08:19 - A slow increase in incoming live updates (and CRUD requests) begin. The increase is masked by the rise of requests that happen every morning.
08:52 - Our inter-service messaging and event system reaches its memory limit, causing the first failed requests. As messages are consumed, capacity is freed up, leading to the intermittent nature of the issue.
09:02 - The issue is confirmed in monitoring and SRE begins investigating.
09:10 - Engineering confirms the issue in the messaging and event system and begins raising resources to increase event processing.
09:25 - Issue is resolved and intermittent failures cease.
12:20 - Another severe spike in incoming live updates cause another few minutes of intermittent request failures.

Root Cause Analysis

The root cause was the lack of available resources in the messaging and event system.
A transient increase in load from live-updates led to it quite simply hitting a hardware limit and stopped accepting new events.

Parts of the API rely on this system to perform session-, message-, user activity-, and usage-logging.

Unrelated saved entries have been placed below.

PR #571, opened 2026-08-11
POC TrustZone blocked --[Jetson][NVCSI] test: probe per-VC DT override access

polejoe:
## Scope

Draft register-access proof of concept for the Orin NVCSI per-stream/per-VC Data Type override register. This branch is intentionally isolated from the NV12-over-UD30 product implementation and must not be merged as a production data path.

## What was tried

- Added a default-disabled debugfs probe for the documented NVCSI DT override register.
- Restricted access to idle CSI and serialized it with stream start/stop.
- Implemented read, optional write/readback, and immediate restore with range and register-value validation.
- Tested stream 2 / VC1 on Orin JP6.2.2.

## Result

- The register read returned `0xffffffff`.
- The CBB reported `FIREWALL_ERR` for Non-Secure CCPLEX access.
- The probe returned `-EACCES` before issuing any write.

## Remaining gaps

- The register is TrustZone protected, so Linux `ioremap` or `devmem` cannot provide the required access on the tested platform.
- NVCSI uses shadowed state; a supported load/commit and stream lifecycle sequence is not exposed by the public Linux camera API.
- The stock RCE/capture IVC ABI does not expose the per-VC NVCSI override control.
- A complete Option 3 implementation still needs both NVCSI Color Parser override and VI channel override, followed by byte-integrity and full regression validation.

NVIDIA must provide a supported secure/RCE control path before this approach can move beyond a hardware-access POC.

## Safety

- Disabled by default.
- Rejects access while CSI is active.
- Does not write when the initial read is inaccessible or invalid.
- This draft has no integration with the production NV12 and IR/RGB Calib route

### DIFF
--- a/nvidia-oot/6.2/0017-Add-NVCSI-DT-override-MMIO-POC.patch
+++ b/nvidia-oot/6.2/0017-Add-NVCSI-DT-override-MMIO-POC.patch
@@ -1,0 +1,254 @@
+From: zhou <shengyong.zhou@realsenseai.com>
+Date: Mon, 10 Aug 2026 19:47:57 +0800
+Subject: [PATCH] media: tegra: add NVCSI DT override MMIO POC
+
+Add a default-disabled debugfs probe for the Orin NVCSI per-stream,
+per-VC Data Type override register. The probe is restricted to idle CSI,
+rejects inaccessible or invalid reads, and restores the original value
+immediately after write/readback.
+
+This is a register-access POC only. It does not configure the streaming
+data path or resolve the TrustZone, shadow commit, and RCE lifecycle gaps.
+
+On Orin JP6.2.2, the stream 2 / VC1 register read returned 0xffffffff and
+the CBB reported FIREWALL_ERR for the Non-Secure CCPLEX access. The probe
+returned -EACCES before issuing a write, confirming that direct Host MMIO
+cannot implement the override on the tested platform.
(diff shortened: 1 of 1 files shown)


nvidia-oot/6.2/0017-Add-NVCSI-DT-override-MMIO-POC.patch
```diff
@@ -0,0 +1,254 @@
+From: zhou <shengyong.zhou@realsenseai.com>
```
ymodlin, line 1: `apply_patches.sh` applies `nvidia-oot/<ver>/*` with a glob (`git apply "${PWD}/$2/$1"/*`), so landing this file means every JP6.2 build ships a debugfs endpoint that pokes raw NVCSI MMIO — and only 6.2, leaving the patch numbering divergent from 6.0/6.1/7.x. Given the PR body already concludes host MMIO cannot implement the override (CBB `FIREWALL_ERR`, `-EACCES`), the findings look more valuable as a ticket/commit-message record than as a patch in the series.

ymodlin (commented):
Automated review of the POC. The code itself is careful — bounds-checked stream/vc/dt, idle-CSI gate under `source_update`, `nvhost_module_busy()` around the access, original value restored, and default-disabled behind a module param. One note on how it would ship.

With the system refusing new messages and events these parts of the API failed.

Remediation

Several avenues of remediation are being pursued, most have already been implemented:
1. Completed: The parts of the API that rely on being able to hand over events to the messaging and event system have been modified to 'degrade gracefully'. That means that in the case our infrastructure has issues, you will still get search results and recommendations back from us, instead we disable the tracking of usage and other logging events.
2. Completed: Increased resources for the messaging and event system. We have increased the amount of resources in the system eight-fold (8x), allowing for the absorption of much larger transient loads.
3. Planned for tonight: Separation of specific event types. We will be separating some of the event types out to another more resilient system, isolating it from large spikes in live updates and increasing its durability from hardware errors.

We sincerely apologize for the inconvenience this has caused not just to you, but your customers and want to reassure you that we are not done looking into ways we can further strengthen our systems.

Updated
Sep 11 at 09:29 CEST

The issue has been resolved.

We are continuing close monitoring and working on a root cause analysis.

Complete post mortem will follow.

Created
Sep 11 at 09:03 CEST

We are currently experiencing intermittent failures to requests for search and recommendations.

Engineering is working to restore regular service.